Friday, May 26, 2017

Three visually beautiful movies

Title: 35 Shots of Rum (2008)
Director: Claire Denis
Language: French (and some German)
Rating: Unrated


35 Shots of Rum keeps the dialogue sparse and lets the camera linger on people's expressions and gestures, the light and shadow surrounding them. A widower, Lionel (Alex Descas), and his college-aged daughter, Josephine (Mati Diop) share a close, affectionate relationship, but they're each facing profound changes in their life. Lionel is approaching the age of retirement and watches a former colleague struggle with finding meaning in his life now that he no longer works. Josephine, meanwhile, is in love with a neighbor. Lionel and Josephine are devoted to each other and comfortable sharing a home, but they know they won't keep living as they are indefinitely, and it's difficult to cope with.

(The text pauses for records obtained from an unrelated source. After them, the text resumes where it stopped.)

PR #1651, opened 2024-04-26
feat: add registry-v2 crate

obmarg:
As I mentioned in the meeting this morning, I've been working on refactoring the registry to a more compact & performant representation (hopefully also easier to use, but time will tell).

I've done this in a new crate `registry-v2`.  Separated from the `engine` because having the registry inside engine always limited how modular we could be: if the engine needed to call code that needed the registry that code usually to live inside the `engine` crate: leading to a severely bloated crate that takes an age to compile (waiting 30 seconds for feedback on my changes while working on this was not fun)

The structure of this crate follows the same pattern I've been using in cynic-parser (which is itself similar to patterns used in engine-v2 & elsewhere).  Each data type:

- Is stored as a "record" in an array in the Regsitry struct.
- Has an ID that is just a thin wrapper around index into the array.
- References other records by id where it makes sense.
- Has reader structs built on top of IDs that provide a reasonably ergonomic API for reading the data (known as walkers in some of our other implementations of this pattern).  Since these are the primary way to interact with the data, they just take the name of the data, no reader/walker postfix.
- Functions on a shared Writer struct that can be used to populate the Registry.

Writing code for all of the above is quite laborious (but not that complicated) so I've borrowed a generator that I wrote for cynic-parser to do a lot of it. All the code in the `generated` folder was produced by this.  The generator will be in a separate PR.  Note that not everything is worth generating - any special cases that are easier to write by hand should be.

Some of the code in this crate is just copied & pasted from the old registry. We could update that code to use the above pattern sometime, but this change is already massive.

Any questions, comments, criticisms - give them to me.

### DIFF
--- a/engine/crates/engine/registry-v2/src/common/iter.rs
+++ b/engine/crates/engine/registry-v2/src/common/iter.rs
@@ -14,8 +14,7 @@ where
     T: IdReader,
 {
     range: IdRange<T::Id>,
-    current: Option<T::Id>,
-    document: &'a crate::Registry,
+    registry: &'a crate::Registry,
 }
 
 impl<'a, T> Iter<'a, T>
@@ -23,12 +22,8 @@ where
     T: IdReader,
     T::Id: IdOperations,
 {
-    pub(crate) fn new(range: IdRange<T::Id>, document: &'a Registry) -> Self {
-        Iter {
-            current: (IdOperations::distance(range.start, range.end) > 0).then_some(range.start),
-            range,
-            document,
-        }
+    pub(crate) fn new(range: IdRange<T::Id>, registry: &'a Registry) -> Self {
+        Iter { range, registry }
     }
 }
 
@@ -44,18 +39,14 @@ where
     type Item = <T::Id as RegistryId>::Reader<'a>;
 
     fn next(&mut self) -> Option<Self::Item> {
-        let current = self.current?;
-        let next = self.range.next(current);
-        self.current = next;
+        let next = self.range.next()?;
+        self.range.start = next;
 
-        Some(self.document.read(current))
+        Some(self.registry.read(next))
     }
 
     fn size_hint(&self) -> (usize, Option<usize>) {
-        let Some(current) = self.current else {
-            return (0, Some(0));
-        };
-        let remaining = IdOperations::distance(current, self.range.end);
+        let remaining = IdOperations::distance(self.range.start, self.range.end);
         (remaining, Some(remaining))
     }
 }
--- a/engine/crates/engine/registry-v2/src/common/iter.rs
+++ b/engine/crates/engine/registry-v2/src/common/iter.rs
@@ -1,0 +1,75 @@
+use std::iter::FusedIterator;
+
+use crate::{
+    common::{IdOperations, IdRange},
+    Registry, RegistryId,
+};
+
+/// Iterator for readers
+///
+/// T indicates the type that will be yielded by the Iterator
+#[derive(Clone, Copy)]
+pub struct Iter<'a, T>
+where
+    T: IdReader,
+{
+    range: IdRange<T::Id>,
+    current: Option<T::Id>,
+    document: &'a crate::Registry,
+}
+
+impl<'a, T> Iter<'a, T>
+where
+    T: IdReader,
+    T::Id: IdOperations,
+{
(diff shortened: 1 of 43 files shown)


engine/crates/engine/registry-v2/src/common/types.rs
```diff
@@ -0,0 +1,207 @@
...
+                .collect::<Vec<_>>(),
+            vec![
+                WrappingType::List,
+                WrappingType::NonNull,
+                WrappingType::List,
+                WrappingType::NonNull
+            ]
+        );
+    }
+}
```
tomhoule, line 207: Is there a reason to not use the `wrapping` crate we extracted? (https://github.com/grafbase/grafbase/tree/main/engine/crates/wrapping). If there's missing features we could add them there.

engine/crates/engine/registry-v2/src/resolvers/mongo.rs
```diff
@@ -0,0 +1 @@
+
```
tomhoule, line 1: Accidentally committed?

engine/crates/engine/registry-v2/src/resolvers/postgres.rs
```diff
@@ -0,0 +1,43 @@
+// #[serde_with::minify_field_names(serialize = "minified", deserialize = "minified")]
```
tomhoule, line 1: I see a bunch of these annotations. Was the idea abandoned? I don't know what it does but the generated code with numbers for field names looks pretty compact already. In JSON I think it could only get more compact by serializing to an array instead of objects, but it would probably be more fragile.

tomhoule (approved):
I like where this is going

engine/crates/engine/registry-v2/src/common/types.rs
obmarg: This module was just copied over wholesale from cynic-parser.  Could almost certainly use that crate instead, though I might hold off that change till I've got everything else in place

engine/crates/engine/registry-v2/src/resolvers/mongo.rs
obmarg: Ah yes, oops

engine/crates/engine/registry-v2/src/resolvers/postgres.rs
obmarg: Oh, this being commented out is an oversight.  I copied & pasted all the resolvers over from engine, but then commented out the serde_with stuff initially so I could get it working.

I've ended up adding serde_with back in for the types that aren't yet otherwise compact, but I obviously missed this one.

I _think_ I want to eventually move the resolver heirarchy into the generated code, which would remove the need for these annotations.  But not planning on doing that immediately, it's a medium sized job.

engine/crates/engine/registry-v2/src/common/iter.rs
```diff
@@ -0,0 +1,75 @@
...
+/// Iterator for readers
+///
+/// T indicates the type that will be yielded by the Iterator
+#[derive(Clone, Copy)]
+pub struct Iter<'a, T>
+where
+    T: IdReader,
+{
+    range: IdRange<T::Id>,
+    current: Option<T::Id>,
```
Finistere, line 17: any reason to have `current`? sounds only useful to implement `peek()`

Finistere (approved):

engine/crates/engine/registry-v2/src/common/iter.rs
obmarg: Probably not.  First pass of this had a(n incorrect) DoubleEndedIterator impl that needed current.  It is pretty useless now that I've realised how you're actually meant to do DoubleEndedIterator.  

But it's also harmless so I might hold off removing it till I'm done with the mountain of other things

engine/crates/engine/registry-v2/src/common/iter.rs
```diff
@@ -0,0 +1,75 @@
...
+    document: &'a crate::Registry,
```
obmarg, line 18: I need to rename this field

engine/crates/engine/registry-v2/src/common/iter.rs
obmarg: This was trivial to do, so done

PR #1653, opened 2024-04-26
feat: add registry-upgrade crate

obmarg:
This is a crate that takes a `registry-v1::Registry` and spits out an equivalent `registry-v2::Registry`.  This allows us to hold off updating the parsers, that all use `registry-v1` while allowing the engine to work with `registry-v2`.  It's pretty straightforward other than that.

### DIFF
--- a/engine/crates/engine/registry-upgrade/src/lib.rs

There's a lot of visual beauty in this movie. Some of it geometric - trains traveling in the dark with their windows as squares of light, while the windows in buildings are lit rectangles. The play of light is wonderful too, like with the rails that glow in the afternoon or early evening. The combinations of color are also lovely - creams and coffee colors, grays and navy blues, with pops of red. (It reminded me of Edward Hopper paintings.)

And I like the movie's quiet emotions. The tenderness conveyed with few words between father and daughter. The regrets and disquiet, the closeness and loneliness.


Title: Enchanted April (1991)
Director: Mike Newell
Language: English (and some Italian)
Rating: PG


This movie, set after the First World War, has a fairy tale quality, with enchanting actresses filmed in and around a magnificent Italian castle where the gardens are in full bloom. Four Englishwomen - Lottie Wilkins (Josie Lawrence), Rose Arbuthnot (Miranda Richardson), Mrs. Fisher (Joan Plowright), and Caroline Dester (Polly Walker) - pool resources to rent the castle for a month.

Lottie is the one who brings them together and pours love into everyone and everything she comes across. (It was also lovely to watch Josie Lawrence play her, as I know Lawrence only from the UK version of the improv show, Whose Line Is It Anyway?, where she's a talented performer.) In London, Lottie's spirit has been cramped, but once she's in Italy her soul expands.

It's an optimistic movie, showing the healing and transformative powers of love (and of time spent in sunny, gorgeous Italian gardens). There are a couple of husbands about, Mellersh Wilkins (Alfred Molina) and Frederick Arbuthnot (Jim Broadbent), who have second chances bestowed on them. When they all head back to London, will they hold on to what they've discovered about themselves during their idyllic retreat?

Title: The Secret World of Arrietty (2010)
Director: Hiromasa Yonebayashi
Language: I watched a version with dubbed English
Rating: G


This beautiful movie, made in the Studio Ghibli animation studio in Japan, is based on Mary Norton's novel, The Borrowers - featuring a family of tiny people living inside a human home.

Arrietty, the daughter of these small borrowers, winds up befriending a human boy who is ill and staying in his mother's old home. The plot is simple and touching, and even though some of the dialogue is cheesy, it's largely a sweet movie.

And the visuals are magnificent. There's stunning outdoor scenery, like the golden light that filters through the trees, and delicate rain, rustling leaves, and flowers that feel papery and soft even through a screen.

Then there are the exquisite interiors, notably Arrietty's room (a bower with leaves and flowers) and a dollhouse where every detail is lovingly captured. The movie also does well in switching the scale from what an inches-tall person would see versus a human, how the world looks to each.